CHICAGO (CBS) -- A Latino theater fest in Chicago is going on this week without one of its big productions.

As CBS 2's Tim McNicholas reported Thursday, a group of Mexican performers were denied visas by the U.S. government.

The play "La Tia Mariela" was scheduled to run in Chicago for Destinos, the third annual Chicago International Latino Theater Festival. Instead, much of the cast is still in Mexico City — including one of the lead actresses, Alejandra Ley.

"We wanted to go to Chicago to show our work for the Latino community," Ley said.

Back in July, the Chicago Latino Theater Alliance invited the cast and crew to perform at their international theater festival.

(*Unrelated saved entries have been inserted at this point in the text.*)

PR #4402, opened 2024-02-17
Fix polymorphic mapping when some derived types have explicit mappings and others do not

kev-andrews:
as discussed in #4396

### DIFF
--- a/src/AutoMapper/QueryableExtensions/ProjectionBuilder.cs
+++ b/src/AutoMapper/QueryableExtensions/ProjectionBuilder.cs
@@ -77,7 +77,7 @@ public sealed class ProjectionBuilder : IProjectionBuilder
         {
             var sourceType = derivedMap.SourceType;
             var derivedRequest = request.InnerRequest(sourceType, derivedMap.DestinationType);
-            var derivedProjection = CreateProjectionCore(derivedRequest, letPropertyMaps, derivedMap, Convert(source, sourceType));
+            var derivedProjection = CreateProjectionCore(derivedRequest, letPropertyMaps, derivedMap, TypeAs(source, sourceType));
             projection = Condition(TypeIs(source, sourceType), derivedProjection, projection, projection.Type);
         }
         return projection;
--- a/src/IntegrationTests/Inheritance/PolymorphismTests.cs
+++ b/src/IntegrationTests/Inheritance/PolymorphismTests.cs
@@ -1,0 +1,104 @@
+﻿namespace AutoMapper.IntegrationTests.Inheritance;
+
+public class PolymorphismTests : IntegrationTest<PolymorphismTests.DatabaseInitializer>
+{
+    public abstract class Vehicle
+    {
+        public int Id { get; set; }
+        public string Name { get; set; }
+    }
+
+    public class Car : Vehicle
+    {
+        public int AmountDoors { get; set; }
+    }
+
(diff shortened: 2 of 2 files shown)


kev-andrews:
@dotnet-policy-service agree

src/UnitTests/Projection/PolymorphismTests.cs
```diff
@@ -0,0 +1,63 @@
+﻿namespace AutoMapper.UnitTests.Projection;
+
+public class InMemoryMapPolymorphic : AutoMapperSpecBase
```
lbargaoanu, line 3: This needs to be an integration test in the dedicated folder.

src/AutoMapper/QueryableExtensions/ProjectionBuilder.cs
```diff
@@ -76,6 +76,10 @@ Expression CreateProjection(in ProjectionRequest request, LetPropertyMaps letPro
         foreach(var derivedMap in polymorphicMaps)
         {
             var sourceType = derivedMap.SourceType;
+            if (!request.SourceType.IsAssignableFrom(sourceType))
+            {
+                continue;
+            }
             var derivedRequest = request.InnerRequest(sourceType, derivedMap.DestinationType);
             var derivedProjection = CreateProjectionCore(derivedRequest, letPropertyMaps, derivedMap, Convert(source, sourceType));
```
lbargaoanu, line 84: I think the only change needed is to replace `Convert` with `TypeAs`.

lbargaoanu (changes requested):

src/UnitTests/Projection/PolymorphismTests.cs
kev-andrews: moved

src/AutoMapper/QueryableExtensions/ProjectionBuilder.cs
kev-andrews: you are correct, there is a difference in the generated Expressions and SQL though:

my initial solution does not add polymorphic maps that are not applicable to the expression tree:

```
DbSet<Car>()
    .Select(dtoCar => new VehicleModel{ Name = dtoCar.Name }
    )
    
SELECT [v].[Name]
FROM [Vehicles] AS [v]
WHERE [v].[Discriminator] = N'Car'
```

the approach of adding them with the type check results in:

```
DbSet<Car>()
    .Select(dtoCar => (dtoCar is Bicycle) ? new BicycleModel{ 
        EBike = (dtoCar as Bicycle).EBike, 
        Name = (dtoCar as Bicycle).Name 
    }
     : (dtoCar is Motorcycle) ? new MotorcycleModel{ 
        HasSidecar = (dtoCar as Motorcycle).HasSidecar, 
        Name = (dtoCar as Motorcycle).Name 
    }
     : new VehicleModel{ Name = dtoCar.Name }
    )

SELECT [v].[Id], [v].[Discriminator], [v].[Name], [v].[AmountDoors]
FROM [Vehicles] AS [v]
WHERE [v].[Discriminator] = N'Car'
```

if this is not an issue i can commit the version you proposed with less changes to the codebase

kev-andrews: ok, i cleaned up the commits to reflect the requested changes

lbargaoanu (approved):

PR #4403, opened 2024-02-17
fix: error in Build.ps1 - the wrong target to the copy compat version

dadhi:
I was not able to `.\Build.ps1` the project after cloning until I fixed the path.


dadhi:
@dotnet-policy-service agree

Ley and her colleagues would need P3 visas, which are granted to performers conveying culturally-unique art.

The theater alliance filed a petition for the visas in August.

"We submitted over 100 pages of documents, press releases, letters of testimonials talking about how there's Mayan mythology (in the play), traditional folkloric dance," said Christine Perez of the Chicago Latino Theater Alliance.

A couple weeks ago, the U.S. government denied their request.

An attorney for the theater alliance provided CBS 2 with a copy of a letter from U.S. Citizenship and Immigration Services, stating: "The evidence you submitted is insufficient. You submitted fliers or programs from an unknown source, articles, reviews and web page printouts."

The theater alliance's attorney tells CBS 2 they submitted the best evidence available, which included theater blog posts and regional newspaper articles.

The government's denial also said the group did not translate all of their evidence into English, but the theater alliance said the vast majority was in English.

"It's very time consuming to translate all of that," Perez said. "But they had sufficient evidence in English."

The theater alliance said a total of nine cast or crew members were denied the visas.

"We are all said," Ley said. "We are all kind of mad because we don't understand."

The letter also said the group could appeal the decision, but the attorney for the theater alliance said the process could take months.